Once you gather the profile data from the profiled process, feed it to the compiler with the flag: -xprofile=use:< path_to_profdir>. The compiler uses this data to do a better job optimizing the application code. Make sure to give the profile data directory -- if you only use -xprofile=use, then the compiler does not know what the profile data directory is called; and therefore looks for a.out.profile by default. Note that it is not necessary to add .profile, when specifying the profile data directory name in -xprofile=use. In the bubble sort example, it is valid to specify either -xprofile=use:bubblesort.profile or -xprofile=use:bubblesort on compile line.

Except for the -xprofile option which changes from -xprofile=collect to -xprofile=use, the source files and other compiler options must be exactly the same as those used for the compilation of profiled objects. The same version of the compiler must be used for both collect and use builds.

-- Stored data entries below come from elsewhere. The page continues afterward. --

PR #1049, opened 2024-04-18
Fix grammar in status_detail desc/caption

mikeradka:
#### Related Issue: 
N/A

#### Description of changes:

Grammar fix in Dictionary. There is inconsistent use of singular & plural.

Is:

image

Changes To:

image

On the flip side - If we want plural + consistency, changing the attribute name to `status_details` would be breaking. Keeping it singular ensures this is non-breaking and provides grammar consistency in the Caption, Name, and Description.

### DIFF
--- a/dictionary.json
+++ b/dictionary.json
@@ -3765,8 +3765,8 @@
       "type": "string_t"
     },
     "status_detail": {
-      "caption": "Status Details",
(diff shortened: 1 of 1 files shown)


pagbabian-splunk (approved):

Aniak5 (approved):
Nice catch

Issue #1057, opened 2024-04-19
Linux Profile Caption/Name Discrepancy (linux_users vs Linux)


mikeradka:
Spinoff from #1056

It appears there's a discrepancy within the `linux_users` profile, potentially causing confusion. While the profile is named `linux_users`, its caption, `Linux`, implies it's more broad.

```json
{
  "caption": "Linux",
  "description": "The attributes that Linux uses to identify user information.",
  "meta": "profile",
  "name": "linux_users",
```

Additionally, although named `linux_users`, the profile extends beyond users to include `group` attributes.
```json
    "egid": {
      "requirement": "optional"
    },
    "euid": {
      "requirement": "optional"
    },
    "group": {
      "description": "The group under which this process is running.",
      "requirement": "recommended"
    }
```

Retaining 'Linux' as the caption might be misleading and raises unique considerations:

- Is the profile intended specifically for Linux user attributes, or is it meant to encompass a broader range of Linux-specific attributes beyond user information?

- Should the profile caption be revised in parity with its name?
- Would it be more structurally sound:
  - To create a new Linux profile for non-user attributes?, or
  - To consolidate all Linux-specific attributes into a single Linux profile?

mikeradka:
> I agree that the caption needs to be more specific. .e.g `Linux Users`, and given we have a Linux platform extension, if there were other types of Linux profiles later we would add them, rather than one giant Linux profile. Regarding `group` it still makes sense to keep it with the user attributes - users and groups go together, I'm assuming these groups are not arbitrary collections.

Sounds good, @pagbabian-splunk . I created PR #1059 to address the caption.

PR #1059, opened 2024-04-22
1057 Update linux_users caption

mikeradka:
#### Related Issue: 
#1057

#### Description of changes:

Updates the `linux_users` profile caption from just `Linux` to the more specific `Linux Users`. See issue #1057 for further details.

### DIFF
--- a/extensions/linux/profiles/linux_users.json
+++ b/extensions/linux/profiles/linux_users.json
@@ -1,5 +1,5 @@
 {
-  "caption": "Linux",
+  "caption": "Linux Users",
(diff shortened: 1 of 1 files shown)


jonrau-at-queryai (approved):

pagbabian-splunk (approved):

pagbabian-splunk:
One note here: although we want the Caption to be closer to the name rather than being very generic, egid is the effective process ID if the `setgid` is used to set it.  Related to Linux users (via `euid` and `auid`) but otherwise not a user ID.

floydtree (approved):

Issue #1061, opened 2024-04-24
Support linting of enum and sibling conventions


dkolbly:
There are some conventions that are not necessary to build a well-formed schema, but yet are commonplace in OCSF and have considerable utility.

We should support linting (convention validation) of those things.

The two I am aware of are:
* naming conventions for sibling fields where the original field ends in `_id` or `_uid`
* the presence of a `0` enumerand to denote `Unknown` and a `99` enumerand to denote `Other`

I have sketched out some ideas over in [my fork](https://github.com/dkolbly/ocsf-schema/tree/lint-control) for what this might look like.  I took a TDD (Test Driven Development) approach by first implementing the linting rules and then adding lint control options to address the failures.

The basic proposal is to add a `lint` property (currently only on attributes) that can be a list of strings that configure different lint controls, initially just:
*  `no-enum-convention`  to denote an attribute that does not follow the 0/99 enumeration convention, and
* `no-sibling-convention` to denote an attribute that does not follow the `_id`/`_uid` sibling attribute naming convention.

I added lint control options where I could see they made sense, but one occurrence remained for the former that might be an actual bug.  To discuss.  It is this one:
![image](https://github.com/ocsf/ocsf-schema/assets/1017053/b44662f2-9b2f-4fc0-b3d0-42805d9e9c61)

Here is what I imagine a `lint` property might look like, as applied to the historical `activity_id` which by convention should have a sibling of `activity` but doesn't:
```
    "activity_id": {
      "caption": "Activity ID",
      "description": "The normalized identifier of the activity that triggered the event.",
      "enum": {
        "99": {
          "caption": "Other",
          "description": "The event activity is not mapped. See the <code>activity_name</code> attribute, which contains a data source specific value."
        },
        "0": {
          "caption": "Unknown",
          "description": "The event activity is unknown."
        }
      },
      "sibling": "activity_name",
      "lint": ["no-sibling-convention"],
      "type": "integer_t"
    },
```

corresponding linter support in my validator: https://bitbucket.org/dkolbly/osf-meta/pull-requests/7

PR #1063, opened 2024-04-24
Linting controls

dkolbly:
#### Related Issue: 

#1061 _Support linting of enum and sibling conventions_

#### Description of changes:

* Adds a `suppress_checks` option to the metaschema to configure turning off certain linting rules
* Turns off those linting checks for places where we have violated the conventions (there are about 3)
* Fixes `data_lifecycle_state_id` to follow the enum convention by adding a 99 (Other) enumerand and articulating that _it_ should be used for "other"


dkolbly:
I will note that the validator in `ocsf-validator` does not yet understand `lint` and hence is failing against this PR.  If discussion proceeds, I can probably address that issue as well at least at a surface level.

dkolbly:
I will try it out!

alanisaac:
Do we have rules for naming conventions for fields like this?  Thinking about:

* We use a `$` prefix for references to other fields (which is similar to [JSON schema's conventions](https://json-schema.org/understanding-json-schema/structuring), as well as [comments](https://json-schema.org/understanding-json-schema/reference/comments))
* We also have a `@` prefix in `@deprecated` as an annotation for the schema.  I don't know the rationale behind that prefix, but it reminds me of a Python decorator (such as `@deprecated` [here](https://deprecation.readthedocs.io/en/latest/)).

Should `lint` follow one of these conventions (`@lint` or `$lint`) since it's more of a validation directive or annotation than something that influences the final schemas themselves?

dkolbly:
@alanisaac great question... I don't have an opinion on that, really.  There are lots of other properties that directed at the compiler (i.e., that do not appear in the produced concrete schema, e.g., JSONSchema) like `extend`s  and the top level `name` property in files, so I didn't think anything of using an undecorated property name for `lint`.  The notion of linting the schema itself is new, so I'm not sure where else to look for a comparative example...

floydtree (approved):

rmouritzen-splunk:
I see couple things:
1. The suppressions use skewer-case instead of snake_case. Perhaps they should be snake_case for consistency.
2. It's not clear to me what check each is actually suppressing. Can these be described somewhere?

dkolbly:
@rmouritzen-splunk I'm not sure exactly where to write this down, but the intention is that both of these checks represent the conventions described here: https://github.com/ocsf/ocsf-docs/blob/main/Understanding%20OCSF.md#attributes

Specfically, `enum_convention`:
> By convention, every Enum type has two common values with integer value 0 for `Unknown` and 99 for `Other`.  

and for `sibling_convention`:
> The sibling string attribute has the same name, minus the suffix.
as well as from https://github.com/ocsf/ocsf-docs/blob/main/Understanding%20OCSF.md#unique-ids 
> Certain schema-unique attributes that also have a friendly name or caption have the same prefix but by convention use the `_name` suffix

rmouritzen-splunk:
> I'm not sure exactly where to write this down
Is it possible to add this in the metaschema's JSON Schema itself?

zschmerber (approved):

floydtree (approved):
Thanks for getting this in!

mikeradka (approved):

PR #1067, opened 2024-04-30
External ticket support of ticketing systems like salesforce.

PavelJurka:
#### description
Add a way, to link external ticket to the incident OCSF.

#### Related Issue: 
https://github.com/ocsf/ocsf-schema/issues/1068

#### Description of changes:

defined external ticket object and used in incident finding - url, uid and title


mikeradka:
Two suggestions for this one:

1. We should be very judicious with `required` attributes. For `uid` and `src_url`, we should consider making those `recommended` and applying a constraint to the object so that one of those is `required`.
2. To avoid `external_ticket` being too specific to implementation, we should consider broadening this to just `ticket`. We could also consider adding an enum for `internal` vs `external`.

PavelJurka:
> Here are two recommendations for consideration:
> 
> 1. Exercise caution when designating attributes as `required`. For `uid` and `src_url`, it may be prudent to classify them as `recommended` and enforce a `constraint` ensuring that at least one is provided within the object.
> 2. To enhance flexibility and minimize implementation specificity, it is advisable to replace `external_ticket` with a more generic term such as `ticket`. Additionally, introducing an enumeration to distinguish between internal and external tickets could further refine this attribute.

thank you!

dictionary.json
```diff
@@ -4018,6 +4018,41 @@
...
+      "caption": "Tenant UID",
+      "description": "The unique tenant identifier.",
+      "type": "string_t"
+    },
+    "ticket": {
+      "caption": "Ticket",
+      "description": "The linked ticket in the ticketing system.",
+      "type": "ticket"
+    },
+    "ticket_type": {
```
floydtree, line 4031: On the similar note of your Digital Signature PR, you can reuse attributes `type` & `type_id` in the new `ticket` object with overridden descriptions and enums, without having to create new fields

floydtree (changes requested):

dictionary.json
PavelJurka: + description

CHANGELOG.md
```diff
@@ -56,6 +57,7 @@ Thankyou! -->
 * #### Profiles
 * #### Objects
     1.  Added `ext` to `File` object. #1046
+    2.  Added `ticket` to `Incident Findind` object. ticket. #1068
```
mikeradka, line 60: Nit: Typo on `Incident Finding`

pagbabian-splunk (dismissed):

mikeradka (approved):

pagbabian-splunk (approved):

mikeradka (approved):

floydtree (approved):

Issue #1069, opened 2024-05-02
Digital signature extension of signature state


PavelJurka:
We'd like to easily map current signature state. Extending Digital signature by fields:

1. signature_state_id: optional
   - 0 Unknown
   - 1 Valid
   - 2 Expired
   - 3 Revoked
   - 9 Other

2. signature_state: optional String as a value of signature_state_id, custom in a case of 99 as usual.

PR #1070, opened 2024-05-02
Feat: [#1069] - added signature state id into the Digital signature

PavelJurka:
#### description
Map the signature state to signature state id (+signature state as usual)   

#### Related Issue: 
https://github.com/ocsf/ocsf-schema/issues/1069
#### Description of changes:
signature_state_id: optional
0 Unknown
1 Valid
2 Expired
3 Revoked
9 Other
signature_state: optional String as a value of signature_state_id, custom in a case of 99 as usual.


mikeradka:
We discussed this a bit offline, and it looks like to avoid adding a new dictionary object, we could accomplish this by simply using the `status_id` and `status` attributes within the `Digitial Signature` object, and overwrite the default enums with the desired enums (`revoked`, `expired`, etc)

dictionary.json
```diff
@@ -3706,6 +3706,37 @@
       "description": "The digital signature of the file.",
       "type": "digital_signature"
     },
+    "signature_state": {
```
floydtree, line 3709: Can use `status` here, instead of a new attribute.

dictionary.json
```diff
@@ -3706,6 +3706,37 @@
...
+      "caption": "Signature state",
+      "description": "The digital signature state defines the signature state, normalized to the caption of 'signature_state_id'. In the case of 'Other', it is defined by the event source.",
+      "type": "string_t"
+    },
+    "signature_state_id": {
```
floydtree, line 3714: can use `status_id`here, instead of a new attribute. 

Feel free to ping any of the reviewers if you need help with this.

floydtree (changes requested):

dictionary.json
pagbabian-splunk: We also have a `state_id` and `state` sibling used in a few classes and the `Security State` object.  I'm not sure if we have a solid rationale on when we use a `_state` attribute (there are a few others with their own prefixes) vs. `status_id` / `status` with overrides from the Base class.

If we consider that the defaults for `status_id` are `Success` and `Failure`, then this attribute is more of a result of some kind.  We've also overridden it or added to it in 9 places: e.g. `Detection Finding` completely overrides it, with lifecycle values (New, In Progress, Resolved).

Therefore, the use of `status` has been for results or lifecycle, while `_state` attributes seem to be representing points in time irrespective of lifecycle, or result.  One exception to this is `run_state` which is the lifecycle of a Job.

PavelJurka:
> We discussed this a bit offline, and it looks like to avoid adding a new dictionary object, we could accomplish this by simply using the `status_id` and `status` attributes within the `Digitial Signature` object, and overwrite the default enums with the desired enums (`revoked`, `expired`, etc)

Thank you, that make sense.

dictionary.json
floydtree: Good point Paul, I don't we have a rationale to distinguish between status and state, but the one you mentioned above sounds good to me. With that in mind, `state_id` & `state` would better suit this use-case than `status_id` & `status`. @PavelJurka can you update the object to use state and state_id instead?

mikeradka (approved):
This looks good to me

objects/digital_signature.json
```diff
@@ -48,6 +48,28 @@
...
+        },
+        "2": {
+          "caption": "Expired",
+          "description": "The digital signature is not valid due to expiration of certificate."
+        },
+        "3": {
+          "caption": "Revoked",
+          "description": "The digital signature is invalid due to certificate revocation."
+        }
+      },
```
Aniak5, line 71: Do we want to add the `Suspended` and `Pending` states? Or did you want to represent those using `Other`?

PavelJurka: I would keep it simple this way. @mikeradka :)? Thank you

Aniak5 (approved):
LGTM!

floydtree (approved):

pagbabian-splunk (approved):

PR #1322, opened 2025-01-21
Add 'internal_name' attribute to 'file' object.

davemcatcisco:
#### Description of changes:

This PR adds an `internal_name` to the dictionary and to the `file` object. This attribute is intended to capture the name of the file as identified within the file itself. This contrasts with the name by which the file is known on disk.

Where available, the internal name is widely used by security practitioners and detection content because the on-disk file name is not reliable.

On the Windows OS, most PE files contain a <code>VERSIONINFO</code> resource from which the internal name can be obtained.

On macOS, binaries can optionally embed a copy of the application's Info.plist file which in turn contains the name of the executable (#NotAMacGuy).

### DIFF
--- a/objects/file.json
+++ b/objects/file.json
@@ -60,6 +60,10 @@
     "hashes": {
       "requirement": "recommended"
     },
+    "internal_name": {
+      "description": "The name of the file as identified within the file itself. This contrasts with the name by which the file is known on disk. Where available, the internal name is widely used by security practitioners and detection content because the on-disk file name is not reliable. On the Windows OS, most PE files contain a <a href=\"https://learn.microsoft.com/en-us/windows/win32/menurc/versioninfo-resource\">VERSIONINFO</a> resource from which the internal name can be obtained. On macOS, binaries can optionally embed a copy of the application's Info.plist file which in turn contains the name of the executable.",
+      "requirement": "optional"
+    },
     "is_deleted": {
       "description": "Indicates if the file was deleted from the filesystem.",
       "requirement": "optional"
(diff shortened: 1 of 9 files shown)


objects/file.json
```diff
@@ -60,6 +60,10 @@
     "hashes": {
       "requirement": "recommended"
     },
+    "internal_name": {
+      "description": "The name of the file as identified within the file itself. This contrasts with the name by which the file is known on disk. Where available, the internal name is widely used by security practitioners and detection content because the on-disk file name is not reliable. On the Windows OS, most PE files contain a <code>VERSIONINFO</code> resource from which the internal name can be obtained. On macOS, binaries can optionally embed a copy of the application's Info.plist file which in turn contains the name of the executable.",
```
mikeradka, line 64: Very thorough description, @davemcatcisco . Just want to make sure, is this an example of the MS implementation? https://learn.microsoft.com/en-us/windows/win32/properties/props-system-internalname ? If so, could this be referenced, or might there be any other useful reference links we could point to?

jonrau-at-queryai (approved):
Good addition. This differentiation is captured in several managed Sentinel tables from Defender XDR process, network, and file events.

mikeradka (approved):

objects/file.json
davemcatcisco: I've updated the description to link to the MS documentation on the `VERSIONINFO` resource which is here:

https://learn.microsoft.com/en-us/windows/win32/menurc/versioninfo-resource

TBH though, even linking to this article is possibly overkill. The `VERSIONINFO` resource will be very familar to any Windows software engineer who has worked in security. Even those without security-specific experience will likely be familar with `VERSIONINFO` because, as the name suggests, it is the mechanism used to store the version number in a PE file.

Aniak5 (approved):
LGTM

floydtree (approved):

davemcatcisco:
Thanks, all.

PR #1334, opened 2025-02-04
Add a new meta schema keyword: family, to group related classes in a category

pagbabian-splunk:
#### Description of changes:
Added a new meta schema keyword called `family` which like the `group` keyword does with attributes, can tag related event classes. This could be used to organize related classes in a category that don't have contiguous IDs, which cause them to sort randomly as the classes have been created in time. A large number of classes in a category can also be collapsed into a label, as another example (e.g. a large list of OT protocols in the Network category).


alanisaac (commented):
Minor question: other categorization schemes in OCSF, like `group` and `requirement` for attributes are lower-case.  Should `family` be as well?  For this use case at least, it seems more like an enum than a description.

pagbabian-splunk:
> Minor question: other categorization schemes in OCSF, like `group` and `requirement` for attributes are lower-case. Should `family` be as well? For this use case at least, it seems more like an enum than a description.

Yes, the intent was for it to be similar to `group` and `requirement` where the value is a string, rather than an enum. The difference is that for `group` and `requirement` the set of values are well known and limited, while for `family` it is more like a single phrase caption or short description, and a grouping function would need to be aware of that.

irakledibm (approved):

pagbabian-splunk:
Closing for now: no current need for grouping of classes within a category: we deprecated those classes.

If both -xprofile=collect and -xprofile=use are specified on the same compile line, the rightmost -xprofile option in the compile line is applied.

If you are compiling the object file with -xprofile=use in a directory that is different from the directory in which the object file was previously compiled with -xprofile=collect, make sure to add the -xprofile_pathmap=< collect_prefix> :< use_prefix> option on compile line, so the compiler can find profile data for the object file. collect-prefix is the prefix of the pathname of a directory in which object file was compiled using - xprofile=collect; and use-prefix is the prefix of the pathname of a directory in which the object file is to be compiled using - xprofile=use. Refer to C compiler options reference for detailed information about -xprofile_pathmap compiler option.

Continuing with the bubble sort example:

                   
%  
                    
cc -o bubblesort -xO2 -xprofile=use:bubblesort.profile bubblesort.c
                  
                   
%  
                    
./bubblesort
                  
                   
Array[0] = 1
                   
Array[1] = 2
                   
..
                   
..
                

Important Note:
Measure the application performance with profile feedback, and compare it with baseline numbers before you put this into a build environment. Because it requires compiling the entire application code twice, it is intended to be used only after other debugging and tuning is finished, and as one of the last steps before putting the application into production or releasing it to the customers.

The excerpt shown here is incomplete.